TASK TO CARRY OUT » Write out every line from the listing below where the string "works" is found.
______
PR #2828, opened 2020-07-23
Update version in package.lock.json to 2020.7.0 and resolve npm audit warnings

bergmeister:
## PR Summary

When you bump versions, do you have a script that does it? Because it should do it for both `package.json` and `package.lock.json`.
This keeps coming up that `package.lock.json` gets behind but is a tad annoying as it shows as a diff when doing a clean re-compile...

## PR Checklist

- [x] Summarized changes
- [ ] PR has tests

### DIFF
--- a/package-lock.json
+++ b/package-lock.json
@@ -1325,12 +1325,20 @@
       "dev": true
     },
     "mkdirp": {
-      "version": "0.5.1",
-      "resolved": "https://registry.npmjs.org/mkdirp/-/mkdirp-0.5.1.tgz",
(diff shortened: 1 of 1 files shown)


rjmholt:
We should actually be running `npm` when `package.json` is updated to ensure all packages are updated properly. The problem isn't that a script is updating the package.json, it's that we're not running the thing that updates the package-lock.json

bergmeister:
The build itself uses npm, which updates the package-lock.json but only in the case of clean build where there is no local `node_modules` cache

rjmholt:
> The build itself uses npm, which updates the package-lock.json

Oh I mean that we're not running the build when package.json is updated, and we should

PR #2871, opened 2020-08-06
Prevent `Update Notebook dts` action from triggering on forked repositories

corbob:
Similar to https://github.com/PowerShell/PowerShell/pull/12763

## PR Summary

Update GitHub Actions Workflow to only trigger on the main vscode-powershell repository.

Note: I have not tested this, merely modeled it after the [documentation](https://docs.github.com/en/actions/reference/workflow-syntax-for-github-actions#example-using-contexts) and the PowerShell PR.

## PR Checklist

- [x] Summarized changes
- [NA] PR has tests

### DIFF
--- a/.github/workflows/codeql.yml
+++ b/.github/workflows/codeql.yml
@@ -11,6 +11,7 @@ jobs:
 
     # CodeQL runs on ubuntu-latest and windows-latest
     runs-on: ubuntu-latest
+    if: github.repository == 'PowerShell/vscode-powershell'
 
     steps:
     - name: Checkout repository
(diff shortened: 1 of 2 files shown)


TylerLeonhardt:
I was kinda hoping this would prevent the entire action from running. In the other PR the `if` is at a higher level.

Can you follow that?

corbob:
I've moved the if up to the steps level. I tried it in the on level, but it didn't like that. I also added it to the codeql workflow so it too only runs on the main repository. From my testing it works:
image

PR #1333, opened 2026-01-01
[Mate] Add error handling for PID file creation in ServeCommand

wachterjohannes:
| Q             | A
| ------------- | ---
| Bug fix?      | no
| New feature?  | no
| Docs?         | no
| Issues        |  none
| License       | MIT

## Summary

- Check return value of file_put_contents() when creating PID file
- Log warning if PID file creation fails instead of silently failing
- Add file_exists() check before cleanup in finally block
- Use error suppression operator to prevent PHP warnings


chr-hertel:
Thank you @wachterjohannes.

PR #1334, opened 2026-01-01
[Mate] Add file size protection to prevent memory issues in LogReader

wachterjohannes:
| Q             | A
| ------------- | ---
| Bug fix?      | no
| New feature?  | no
| Docs?         | no
| Issues        | none
| License       | MIT

## Summary

- Add 10MB file size threshold check before loading file into memory
- Implement tailFromLargeFile() streaming method for files >10MB
- Use sliding buffer approach instead of loading entire file
- Keep buffer at 2x requested lines to account for filtered entries
- Ensure proper resource cleanup with try-finally block

### DIFF
--- a/src/mate/src/Bridge/Monolog/Service/LogReader.php
+++ b/src/mate/src/Bridge/Monolog/Service/LogReader.php
@@ -173,29 +173,7 @@ final class LogReader
             return [];
         }
 
-        $entries = [];
-        $allLines = file($file, \FILE_IGNORE_NEW_LINES | \FILE_SKIP_EMPTY_LINES);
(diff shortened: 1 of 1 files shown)


chr-hertel:
I wonder if tailing should just be the default - no size checks, only one scalable implementation - WDYT?

wachterjohannes:
> I wonder if tailing should just be the default - no size checks, only one scalable implementation - WDYT?

good point will change that

wachterjohannes:
@chr-hertel its done

chr-hertel:
Thank you @wachterjohannes.

PR #1338, opened 2026-01-03
[MCP Bundle] MCP oauth discovery

camilleislasse:
| Q             | A
| ------------- | ---
| Bug fix?      | no
| New feature?  | yes
| Docs?         | yes
| Issues        | -
| License       | MIT

## Summary

Adds OAuth 2.0 support for MCP servers following the [MCP Authorization specification](https://modelcontextprotocol.io/specification/2025-06-18/basic/authorization).

### OAuth Discovery (RFC 9728)

- `OAuthMetadataController` serves `/.well-known/oauth-protected-resource` endpoint
- `OAuthUnauthorizedListener` adds `WWW-Authenticate` header to 401/403 responses
- Configurable via `mcp.oauth.enabled` and `mcp.oauth.authorization_servers`

### OAuth Scope Checking (RFC 6750)

- `#[RequireScope]` attribute to protect tools/prompts/resources by OAuth scope
- `ScopeChecker` validates scopes before executing MCP requests
- `ScopeExtractorInterface` with `RoleScopeExtractor` default (compatible with `league/oauth2-server-bundle`)
- Returns HTTP 403 with `WWW-Authenticate` header containing `error="insufficient_scope"`

### Usage

```php
use Symfony\AI\McpBundle\Security\Attribute\RequireScope;

#[McpTool(name: 'delete-user')]
#[RequireScope('admin')]
public function deleteUser(int $userId): string
{
    // Only accessible with 'admin' scope
}
```

### Configuration

```yaml
mcp:
    oauth:
        enabled: true
        authorization_servers:
            - 'https://auth.example.com'
```

### Scope Extraction

Scopes are extracted via `ScopeExtractorInterface`. The default `RoleScopeExtractor` maps Symfony roles to scopes:

```
ROLE_OAUTH2_READ  → scope "read"
ROLE_OAUTH2_ADMIN → scope "admin"
```

This is compatible with `league/oauth2-server-bundle`. You can register your own extractor (e.g., for JWT claims) by implementing `ScopeExtractorInterface`.

> **Note:** The bundle provides OAuth discovery and scope checking only. To protect your MCP endpoint, configure Symfony's security layer with an OAuth firewall.


chr-hertel:
Hi @camilleislasse, oauth is an important thing to get in place, true, but isn't this duplicating efforts of https://github.com/modelcontextprotocol/php-sdk/pull/194?

camilleislasse:
> Hi @camilleislasse, oauth is an important thing to get in place, true, but isn't this duplicating efforts of [modelcontextprotocol/php-sdk#194](https://github.com/modelcontextprotocol/php-sdk/pull/194)?

Oh, I wasn't aware of that PR. Let me look into it in more detail and I'll get back to you
 
 From what I understand:

  Overlap:
  - /.well-known/oauth-protected-resource endpoint
  - WWW-Authenticate headers

  Difference:
  - SDK validates tokens itself (OAuth2HttpTransport + JwtTokenAuthenticator), independently of Symfony Security
  - My PR delegates token validation to Symfony Security and adds #[RequireScope] for per-tool scope checking

  The #[RequireScope] feature could also be added to the SDK (e.g., a scope param on #[McpTool]).

Spomky:
Hi,

In my opinion, this feature should not be part of the MCP Bundle. 
Symfony already provides a Security component and bundle that offer fully-featured OAuth2/OpenID Connect resource protection.

If a specific requirement is missing (e.g. protecting a resource based on specific scopes) the Security component is the most appropriate place to handle this logic.
I would prefer to see an improvement in `symfony/symfony` rather than duplicating security concepts and logic within bundles.

PR #1343, opened 2026-01-05
[Mate] CS fixes

lochmueller:
| Q             | A
| ------------- | ---
| Bug fix?      | yes
| New feature?  | no
| Docs?         | no
| Issues        | 
| License       | MIT

Just execute PHP-CS-Fixer...

### DIFF
--- a/src/mate/resources/mate/config.php
+++ b/src/mate/resources/mate/config.php
@@ -1,6 +1,14 @@
 <?php
 
-// User's service configuration file
+/*
+ * This file is part of the Symfony package.
+ *
+ * (c) Fabien Potencier <fabien@symfony.com>
+ *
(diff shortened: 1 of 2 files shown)


OskarStark:
Thank you @lochmueller.

Nyholm:
These files should be excluded from the CS.

OskarStark:
You are right

chr-hertel:
They are actually excluded :thinking:

lochmueller:
@chr-hertel 
Thanks for checking. Found the problem... executing `./vendor/bin/php-cs-fixer fix src` ignore the exclude list. Next time, I run only `./vendor/bin/php-cs-fixer fix` on root level.
Regards, Tim

PR #1345, opened 2026-01-06
[Platform][OpenRouter] Add streaming and structure output capabilities

lochmueller:
| Q             | A
| ------------- | ---
| Bug fix?      | no
| New feature?  | yes
| Docs?         | no
| Issues        | 
| License       | MIT

Openrouter support streaming options for every model. Capability is added to every model.
Furthermore, the dynamic catalog check the structure output capability and map it to the internal flag.

### DIFF
--- a/examples/openrouter/structured-output-math.php
+++ b/examples/openrouter/structured-output-math.php
@@ -1,0 +1,32 @@
+<?php
+
+/*
+ * This file is part of the Symfony package.
+ *
+ * (c) Fabien Potencier <fabien@symfony.com>
+ *
+ * For the full copyright and license information, please view the LICENSE
+ * file that was distributed with this source code.
+ */
+
+use Symfony\AI\Platform\Bridge\OpenRouter\PlatformFactory;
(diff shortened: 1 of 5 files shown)


chr-hertel (changes requested):
Nice, thanks @lochmueller!

Can you please add an example similar to `examples/openai/structured-output-math.php` and add support for structured output in the changelog of the bridge for 0.2?
i think streaming worked before, right?

lochmueller:
@chr-hertel 
Example is added. You are right... streaming works before, because there is no check, if the model support streaming - neither before the request, nor after the response (converter).
Regards,
Tim

chr-hertel:
> @chr-hertel Example is added.

@lochmueller Please push :)

OskarStark:
Ask Claude to SSH into his machine and push it on your own 😂

lochmueller:
Here we go ;) Next time I share my SSH key ;)

chr-hertel:
Thank you @lochmueller.

PR #1350, opened 2026-01-06
[AI Bundle] Only throw if a store is actually configured

chr-hertel:
| Q             | A
| ------------- | ---
| Bug fix?      | yes
| New feature?  | no
| Docs?         | no
| Issues        | Fix #... 
| License       | MIT

I know we don't like extra vars, but this helps with readability i think


OskarStark:
Thank you @chr-hertel.

PR #1356, opened 2026-01-07
[Chat] Fixes on `DoctrineDbalMessageStore`

### LINKED ISSUE #1283: [Chat] the DBAL message store does not use the DBAL API properly.
DBAL has 2 methods to execute DB queries:
- `executeQuery` for queries returning a result set
- `executeStatement` for queries returning only a number of affected rows.

The `PrimaryReadReplicaConnection` of DBAL supports seamlessly switching between the primary and a read-only replica (to reduce the load on the primary) based on some assumptions:
- using a transaction forces using the primary (as it cannot know what the transaction will contain, and it cannot switch in the middle of the transaction as transactions are stateful)
- `executeStatement` forces using the primary (as this is used to run `UPDATE` and `DELETE` queries)
- `executeQuery` keeps the current target, and connects to the replica by default if not connected yet, as this is typically used for `SELECT` queries (some special rarely used queries also need to use it, but require forcing the usage of the primary)

The DBAL store wraps all executions in a DBAL transactions, which is totally unnecessary (running a single query is *already* atomic) and prevents using the read replica for read queries.
The DBAL store also uses `executeQuery` for write queries, which will cause issues with the `PrimaryReadReplicaConnection` if it is not wrapped in a transaction anymore.

Guikingone:
| Q             | A
| ------------- | ---
| Bug fix?      | yes
| New feature?  | no
| Docs?         | no
| Issues        | Fix #1283 
| License       | MIT

### DIFF
--- a/src/chat/src/Bridge/Doctrine/DoctrineDbalMessageStore.php
+++ b/src/chat/src/Bridge/Doctrine/DoctrineDbalMessageStore.php
@@ -11,21 +11,21 @@
 
 namespace Symfony\AI\Chat\Bridge\Doctrine;
 
-use Doctrine\DBAL\Connection;
 use Doctrine\DBAL\Connection as DBALConnection;
 use Doctrine\DBAL\Platforms\OraclePlatform;
-use Doctrine\DBAL\Result;
 use Doctrine\DBAL\Schema\Name\Identifier;
 use Doctrine\DBAL\Schema\Name\UnqualifiedName;
 use Doctrine\DBAL\Schema\PrimaryKeyConstraint;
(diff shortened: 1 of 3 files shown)


src/chat/src/Bridge/Doctrine/phpunit.xml.dist
```diff
@@ -8,6 +8,7 @@
          failOnDeprecation="true"
          failOnRisky="true"
          failOnWarning="true"
+         executionOrder="random"
```
OskarStark, line 11: please create a PR and add this to all phpunit.xml.dist files

OskarStark:
Thank you @Guikingone.

PR #1358, opened 2026-01-07
[Platform] Move stream up in convert function, in front of $response access

lochmueller:
| Q             | A
| ------------- | ---
| Bug fix?      | yes
| New feature?  | no
| Docs?         | no
| Issues        | 
| License       | MIT

By design, I suggest checking the stream output always first in the Result converter. Reason: If the response is really a AsyncResponse, then even a "getStatusCode" on the response trigger the initialize process of the async handling. I suggest handling the stream in the first line of the convert will avoid this problem.

Any thought related to this?

### DIFF
--- a/src/platform/src/Bridge/Anthropic/ResultConverter.php
+++ b/src/platform/src/Bridge/Anthropic/ResultConverter.php
@@ -35,16 +35,16 @@ class ResultConverter implements ResultConverterInterface
 
     public function convert(RawHttpResult|RawResultInterface $result, array $options = []): ResultInterface
     {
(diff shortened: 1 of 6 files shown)


chr-hertel:
what is the bug you're acting on here?
not sure i can follow, since the the call to the result converter itself is delay until we access the results content - but this might be a misunderstanding

lochmueller:
Hey @chr-hertel 
cannot reproduce the related issue anymore. I will work on the StreamResult the next days. I I can reproduce the issue, I will recreate the PR. Thanks,
TIm

PR #1372, opened 2026-01-09
 [Mate] Fix mate logger failing when log directory doesn't exist

wachterjohannes:
| Q             | A
| ------------- | ---
| Bug fix?      | no
| New feature?  | no
| Docs?         | no
| Issues        | N/A
| License       | MIT

### Summary

The mate logger was failing to start when the configured log file path included a non-existing directory, because file_put_contents() does not automatically create parent directories.

Changes:
- Add ensureDirectoryExists() method to Logger service
- Automatically creates parent directories with 0755 permissions
- Throws clear exception if directory creation fails due to permissions
- Add test coverage for automatic directory creation
- Add test for permission-based directory creation failures
- Update existing test to expect directory creation error message

### DIFF
--- a/src/mate/src/Service/Logger.php
+++ b/src/mate/src/Service/Logger.php
@@ -47,6 +47,8 @@ class Logger extends AbstractLogger
         );
 
         if ($this->fileLogEnabled || !\defined('STDERR')) {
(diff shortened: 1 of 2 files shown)


chr-hertel:
Thank you @wachterjohannes.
______
SOLVED PROBLEM »
I've moved the if up to the steps level. I tried it in the on level, but it didn't like that. I also added it to the codeql workflow so it too only runs on the main repository. From my testing it works:
Example is added. You are right... streaming works before, because there is no check, if the model support streaming - neither before the request, nor after the response (converter).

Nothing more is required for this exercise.